I suspect that they died of botulism. In fact, we find in the Bible again and again, the world of nature punishing the human species who alone abuse it. The plagues of Egypt include visitations by frogs, lice, flies and locusts and in the books of Joel and of Amos locusts devastate the land at God’s behest.
Apart from deliberate acts of unspeakable cruelty for which nobody in our congregations is I trust guilty, we all abuse the environment in our greed and in our desire for domination, by which I mean the urge to possess which of course advertisers cater for. Many of our desires, car and plane journeys for example pollute the atmosphere and are also agents of climate change. What we eat (and this, to a degree, even applies to vegans results in landscape despoliation, inevitable in the light of our too burgeoning population: where was that soya, or indeed other crops, grown, and how has our agriculture diminished the life chances of other species? God’s command to humans ‘Be fruitful and multiply’ [Genesis 1:28], has to have limits, if we are not to court disaster. Creation was never just about us, and this is reiterated in the Hebrew Bible from the first chapter of Genesis, and finds its most magnificent expression in Psalm 104 and the final chapters of the book of Job. Yes, the animals matter as much as us, hard as it is for a species so very used to having its own way taking this to heart. Other species live for themselves, and certainly not for the benefit of homo sapiens! I often find myself quoting verses from Isaiah which for me sums up the extent of our sin against heaven and against earth:
The earth mourneth and fadeth away, the world languisheth and fadeth away, the haughty people of the earth do languish.
The earth also is defiled under the inhabitants thereof: because they have transgressed the laws, changed the ordinance, broken the everlasting covenant. [Isaiah 24:4-5].
It is Good Friday: Jesus Christ, the Wisdom of God, came to earth to save us from our greed and our pride, but did we listen? He came to save us from our cruelty, and we nailed him to a cross.

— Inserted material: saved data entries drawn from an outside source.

Issue #870, opened 2018-11-26
Resolver Not Receiving Arguments when Nested


getglad:
I have a list of classes stored in memory that I am trying to parse through various types. It is referenced through the method `get_inventory()`.

When I call the classes individually, they resolve as I would expect.

But when I try to nest one in the other, the value is returning null.

The code, followed by some examples:

    class Account(graphene.ObjectType):
    
        account_name = graphene.String()
        account_id = graphene.String()
    
        def resolve_account(
            self, info,
            account_id=None,
            account_name=None
        ):
            
            inventory = get_inventory()
    
            result = [Account(
                account_id=i.account_id,
                account_name=i.account_name
            ) for i in inventory if (
                (i.account_id == account_id) or 
                (i.account_name == account_name)
            )]
    
            if len(result):
                return result[0]
            else:
                return Account()
    
    account = graphene.Field(
        Account, 
        resolver=Account.resolve_account, 
        account_name=graphene.String(default_value=None),
        account_id=graphene.String(default_value=None)
    )
    
    class Item(graphene.ObjectType):
    
        item_name = graphene.String()
        region = graphene.String()
        account = account
    
        def resolve_item(
            self, info,
            item_name=None
        ):
            inventory = get_inventory()
    
            result = [Item(
                item_name=i.item_name,
                region=i.region,
                account=Account(
                    account_id=i.account_id
                )
            ) for i in inventory if (
                (i.item_name == item_name)
            )]
    
            if len(result):
                return result[0]
            else:
                return Item()
    
    item = graphene.Field(
        Item, 
        resolver=Item.resolve_item, 
        item_name=graphene.String(default_value=None)
    )
    
    class Query(graphene.ObjectType):
        account = account
        item = item
    
    schema = graphene.Schema(query=Query)

Let's assume I have an account `foo` that has an item `bar`. The below queries return the fields correctly.

    {
      account(accountName:"foo") {
        accountName
        accountId
      }
    }
    
    {
      item(itemName: "bar") {
        itemName
        region
      }
    }

So if I wanted to find the account that has the item `bar`, I would think I could query `bar` and get `foo`. But it returns the `account` fields as `null`.

    {
      item(itemName: "bar") {
        itemName
        region
        account {
          accountId
          accountName
        }
      }
    }

Recall that as part of `resolve_item`, I am doing `account=Account(account_id=i.account_id)` - I would expect this to work.

If I alter the last return statement of `resolve_account` to the below, `accountId` always returns `yo`.

[...]

PR #930, opened 2019-03-28
Allow initialization of ObjectType with dynamic private state

getglad:
Proposing change to concept of "private state" to allow for more dynamic assignment.

While looking into patterns to pass data from parent -> child (https://github.com/graphql-python/graphene/issues/870), found that `ObjectType` could use `kwarg` prepended by an `_`.  At first thought there was a bug (https://github.com/graphql-python/graphene/blob/master/graphene/types/objecttype.py#L98) where `getattr` was missing a default of `None`, but later found in test case that may have been intentional (https://github.com/graphql-python/graphene/commit/2975e1fc42709cfd8c2331a57dd91091f6ad2ef4#diff-a76bb330091e6980d5fe6d9e5958a2edR78) to force explicit declaration.

From my view point, there are benefits to allow dynamic `kwarg`, especially for use cases with differentiated resolvers (ie, resolve one way when a parent node, another when a child, a third when a child of a child).

Either way, I think this capability should also be surfaced in the documentation. Happy to also take that on if we can establish the "graphenic" way of doing it.

### DIFF
--- a/graphene/tests/issues/test_870.py
+++ b/graphene/tests/issues/test_870.py
@@ -1,0 +1,80 @@
+import graphene
+
+
+class SecondChild(graphene.ObjectType):
+    hello = graphene.String()
+
+
+def resolve_second_child(self, info):
+    return SecondChild(hello=self.second_child._test)
+
+
+second_child_f = graphene.Field(SecondChild, resolver=resolve_second_child)
+
+
+class FirstChild(graphene.ObjectType):
+    hello = graphene.String()
+    second_child = second_child_f
+
+
+def resolve_first_child(self, info):
+    message = self.first_child._test + " stranger"
+
+    test_case = {"_test": message}
+
+    return FirstChild(
+        hello=self.first_child._test, second_child=SecondChild(**test_case)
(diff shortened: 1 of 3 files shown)


graphene/tests/issues/test_870.py
```diff
@@ -0,0 +1,80 @@
...
+
+class SecondChild(graphene.ObjectType):
+    hello = graphene.String()
+
+
+def resolve_second_child(self, info):
+    return SecondChild(hello=self.second_child._test)
+
+
+second_child_f = graphene.Field(SecondChild, resolver=resolve_second_child)
```
ekampf: Why do you define fields separately and not inside the class?
```
class FirstChild(graphene.ObjectType):
     hello = graphene.String()
     second_child = graphene.Field(SecondChild)

     def resolve_second_child(self, info):
        return SecondChild(hello=self.second_child._test)
```

getglad: I felt it made the steps more explicit, but if that's the preference/code style for the test, I can make the change

PR #934, opened 2019-04-03
Allow the Connection node to be wrapped in a `NonNull` type

minhtule:
When we declare the Connection `node` to be `NonNull` like below,
```python
class MyConnection(Connection):
    class Meta:
        node = NonNull(String)
```
we fail the assertion 
```python
assert issubclass(node, (Scalar, Enum, ObjectType, Interface, Union, NonNull))
```

However, this should be allowed according to the [Relay Connection specification](https://facebook.github.io/relay/graphql/connections.htm#sec-Node),
> An “Edge Type” must contain a field called node. This field must return either a Scalar, Enum, Object, Interface, Union, or a Non‐Null wrapper around one of those types.

Alternatively, we could define the `Edge` in the connection.
```python
class MyConnection(Connection):
    class Meta:
        node = String # We have another assertion that make this `Meta` field required!

    class Edge:
        node = NonNull(String)
```
However, from the assertion that `Meta`'s `node` field is required, `Edge`  isn't meant to be used to declare `node`.

### DIFF
--- a/graphene/relay/connection.py
+++ b/graphene/relay/connection.py
@@ -53,7 +53,7 @@ class Connection(ObjectType):
     def __init_subclass_with_meta__(cls, node=None, name=None, **options):
         _meta = ConnectionOptions(cls)
         assert node, "You have to provide a node in {}.Meta".format(cls.__name__)
-        assert issubclass(
+        assert isinstance(node, NonNull) or issubclass(
             node, (Scalar, Enum, ObjectType, Interface, Union, NonNull)
         ), ('Received incompatible node "{}" for Connection {}.').format(
             node, cls.__name__
--- a/graphene/relay/tests/test_connection.py
+++ b/graphene/relay/tests/test_connection.py
@@ -108,6 +108,17 @@ def test_edge_with_bases():
     assert edge_fields["other"].type == String
 
 
+def test_edge_with_nonnull_node():
+    class MyObjectConnection(Connection):
+        class Meta:
+            node = NonNull(MyObject)
+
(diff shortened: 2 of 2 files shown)


graphene/relay/connection.py
```diff
@@ -53,7 +53,7 @@ class Meta:
     def __init_subclass_with_meta__(cls, node=None, name=None, **options):
         _meta = ConnectionOptions(cls)
         assert node, "You have to provide a node in {}.Meta".format(cls.__name__)
-        assert issubclass(
+        assert isinstance(node, NonNull) or issubclass(
```
Nabellaleen: Is `NonNull` really the only case where the node is an instance instead of a subclass ? I'm not sure of this :)

minhtule: In theory, we should be able to use instances of `String`, `Int`,`ObjectType` etc. However, because we use this `node` declaration in a `Field` ([line 70](https://github.com/graphql-python/graphene/pull/934/files#diff-50d2eb86a71015fe93ccc0c11414760bR70)), it will throw an exception if we do
```python
class MyConnection(Connection):
    class Meta:
        node = String(required=True)
```

ekampf: Out of that list, `NonNull` is the only one we'll get as an instance.

ekampf: Also, @minhtule 's example of `node = String(required=True)` is invalid as we expect a Type to be passed there. We create the `Node` field internally (as it needs a special name etc).
The only valid non-type input is `node = NonNull(String)`

PR #935, opened 2019-04-05
Update aniso8601 dependency to allow versions 4+.

crunk1:
I accidentally updated my local aniso8601 to 6.0.0. My projects were running fine with graphene==2.1.3 and aniso8601==6.0.0. Later, I noticed the pip warnings telling me they were incompatible versions.

I ran tox against aniso8601 versions 4.0.0, 5.0.0, and 6.0.0 and compared against the results from running against 3.0.2. Results look the same at a glance.

### DIFF
--- a/setup.py
+++ b/setup.py
@@ -88,7 +88,7 @@ setup(
         "six>=1.10.0,<2",
         "graphql-core>=2.1,<3",
         "graphql-relay>=0.4.5,<1",
-        "aniso8601>=3",
+        "aniso8601>=3,<=6.0.*",
     ],
     tests_require=tests_require,
     extras_require={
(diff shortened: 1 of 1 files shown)


ekampf:
Why not just update to `~=6.0.0` ?

crunk1:
To not break people on aniso8601 3.x-5.x

ekampf:
@crunk1 it feels wrong. Saying any version`>=3` is just like saying no version dependency at all...
`aniso8601` might break something in version 7 and we wont know...
I'd rather have `>=3, <=6.0.0` to be safe

crunk1:
Updated. I don't know what your thoughts are on allowing future compatibility changes, but take a look.

helloqiu:
Hi there.I received the same warning as @crunk1 and I found this PR.    
Do the maintainers of this project have plans on using apps like [renovate](https://github.com/apps/renovate) for automated dependencies updating? Renovate can make PRs automatically as long as the upstream publish new versions, and tests and changelog can tell whether the updates may break graphene.

dvndrsn:
Pyup is nice too: https://pyup.io/

Issue #951, opened 2019-04-25
Confusing documentation on self argument of mutate method of Mutations


allardhoeve:
Hi there,

The documentation on Mutations is a little confusing about the arguments the `mutate` method of a `Mutation` receives. Two examples list the method as:

```python
# https://github.com/allardhoeve/graphene/blame/abff3d75/docs/types/mutations.rst#L22

class Something(Mutation):
    def mutate(self, info, *args):
        pass
```

This is actually incorrect, as the `mutate` method is always a `@staticmethod`, because the resolver is unbound [here in graphene/types/mutation.py](https://github.com/graphql-python/graphene/commit/2d557d6ed7290#diff-bc71456af798aee511eb900d021e3978R44).

This is documented further on as:

```python
# https://github.com/allardhoeve/graphene/blame/abff3d75a39/docs/types/mutations.rst#L107

class CreatePerson(graphene.Mutation):
    ...
    @staticmethod
    def mutate(root, info, person_data=None):
        pass
```

I would like to document this better in this part of the documentation, because it has caused me a lot of time to figure this out and would like to spare other that effort.

Can you elaborate on when `root` is set and what it will contain? I've only seen cases where `root` is `None`.

Also, can you elaborate on why you chose to make the resolver method `mutate` a static method by default? It being a static method makes it hard to implement inheritance  between `Mutation` classes.

Finally, how would I go about having a resolver method that is NOT a static method if I wanted to? The code [suggests](https://github.com/graphql-python/graphene/blob/abff3d75a39/graphene/types/mutation.py#L63) I could use `Meta` attributes to do so, but the documentation does not tell me how. I would like to add that to the documentation.

Edit: The resolvers always being a `staticmethod` is documented [here](https://docs.graphene-python.org/en/latest/types/objecttypes/), but you have to first know that `def mutate` is considered a resolver and also you'd have to really remember that.

Thanks

dvndrsn:
Hey @allardhoeve, thanks for your question!

The first argument of `mutate`, `mutate_and_get_payload`, and `resolve_xxx` method is always `root` instead of `self`, they are treated in the same way as a `@staticmethod` decorator. The documentation can definitely be more clear here. When you're resolving a query, `root` intuitively makes sense as the value object retuned from the last resolver you visited in the graph of results that is being used to resolve the current type's fields.

[...]

PR #952, opened 2019-04-25
Modify documentation to be more clear about resolvers being static

allardhoeve:
See #951

### DIFF
--- a/docs/execution/dataloader.rst
+++ b/docs/execution/dataloader.rst
@@ -111,8 +111,10 @@ leaner code and at most 4 database requests, and possibly fewer if there are cac
         best_friend = graphene.Field(lambda: User)
         friends = graphene.List(lambda: User)
 
-        def resolve_best_friend(self, info):
-            return user_loader.load(self.best_friend_id)
+        @staticmethod
+        def resolve_best_friend(root, info):
+            return user_loader.load(root.best_friend_id)
 
-        def resolve_friends(self, info):
-            return user_loader.load_many(self.friend_ids)
+        @staticmethod
+        def resolve_friends(root, info):
+            return user_loader.load_many(root.friend_ids)
--- a/docs/execution/dataloader.rst
+++ b/docs/execution/dataloader.rst
@@ -112,9 +112,9 @@ leaner code and at most 4 database requests, and possibly fewer if there are cac
         friends = graphene.List(lambda: User)
 
         @staticmethod
-        def resolve_best_friend(root, info):
+        def resolve_best_friend(user, info):
             return user_loader.load(root.best_friend_id)
 
         @staticmethod
-        def resolve_friends(root, info):
+        def resolve_friends(user, info):
             return user_loader.load_many(root.friend_ids)
--- a/docs/relay/connection.rst
+++ b/docs/relay/connection.rst
@@ -41,5 +41,6 @@ that implements ``Node`` will have a default Connection.
         name = graphene.String()
         ships = relay.ConnectionField(ShipConnection)
 
-        def resolve_ships(self, info):
+        @staticmethod
+        def resolve_ships(root, info):
             return []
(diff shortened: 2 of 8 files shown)


docs/execution/dataloader.rst
```diff
@@ -111,8 +111,10 @@ leaner code and at most 4 database requests, and possibly fewer if there are cac
         best_friend = graphene.Field(lambda: User)
         friends = graphene.List(lambda: User)
 
-        def resolve_best_friend(self, info):
-            return user_loader.load(self.best_friend_id)
+        @staticmethod
+        def resolve_best_friend(root, info):
```
jkimbo:
```suggestion
        def resolve_best_friend(user, info):
```

`root` has a specific meaning in graphql (it’s the value that is passed into the root of the tree) and so anything that is it the `Query` object should use variable names that indicate what the variable is, so `user` in this case.

docs/execution/dataloader.rst
```diff
@@ -111,8 +111,10 @@ leaner code and at most 4 database requests, and possibly fewer if there are cac
...
+            return user_loader.load(root.best_friend_id)
 
-        def resolve_friends(self, info):
-            return user_loader.load_many(self.friend_ids)
+        @staticmethod
+        def resolve_friends(root, info):
```
jkimbo:
```suggestion
        def resolve_friends(user, info):
```

docs/relay/connection.rst
```diff
@@ -41,5 +41,6 @@ that implements ``Node`` will have a default Connection.
         name = graphene.String()
         ships = relay.ConnectionField(ShipConnection)
 
-        def resolve_ships(self, info):
+        @staticmethod
+        def resolve_ships(root, info):
```
jkimbo:
```suggestion
        def resolve_ships(faction, info):
```

allardhoeve:
> @allardhoeve decorating resolvers with @staticmethod is not necessary but thanks for the change from self

Good suggestions, I'll apply them next week and then re-request the merge.

I disagree about the necessity of `@staticmethod` though. I understand that you unbind the method in the resolver code, so technically for GraphQL it is not needed. But there are other things to consider besides this.

1. IDEs such as PyCharm will warn that the method, because it is still a method even though GraphQL unbinds it, should be marked as such.
2. These IDEs will also warn you that coding standards indicate that the first argument to a method is normally `self`.

Of course you can ignore these standards, but they are confusing to code reviewers and to programmers new to GraphQL, such as myself.

Lastly the methods are no longer callable from the outside of GraphQL without also using the unbind magic, because the signature no longer matches a method, because the `self` argument is not in the signature. This would prevent you from calling the resolver properly, for example in unittests.

I feel that the documentation for GraphQL should be as clear as possible and should reflect this rather odd unbinding of the resolver well, so new programmers are sure about the interface.

You can of course always leave the decorator off you own functions if you want. To me this is a documentation issue.

ProjectCheshire:
I disagree on needing static also because resolvers do not need to be defined next to the fields, but may be defined outside of, and may very well be for more complex ones. 

In that case, adding staticmethod makes it confusing. And doing it only for resolvers when defined with the field makes it inconsistent and confusing.

allardhoeve:
Indeed, not every resolver needs to be a staticmethod. If you use an outside function as a resolver, then no, you definitely shouldn't use a decorator. But as defined in a class, they probably should be marked as such, as they are essentially functions after becoming unbound by GraphQL.

My request is not at all to force everyone to use static method decorators everywhere, but just that we improve the documentation on resolvers better, because they are inconsistently documented currently.

My suggestion is still that for resolvers that are defined on NodeType objects, we still document them as static methods, as they are. And the part in the documentation on resolvers is easily missed.

But the situation improves with changing `self` with the subject of the function such as `ship`, thanks!

phalt:
Is it possible to add a documentation note about this issue with some IDEs and leave the default examples without? Either way, we should progress this PR or close it.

Today we look back to all the plans of only a couple of months ago to increase our impact on our ravaged planet. What price now on extra airport runways, extra roads, extra railways and all just for us? What price now on our armaments for war, when a little virus, released through our own lack of respect for our ‘common home’ as Pope Francis rightly describes our planet in his great encyclical, Laudato si’, has brought our plans to naught?
‘My God, my God, why hast thou forsaken me? I hope we can begin to see why.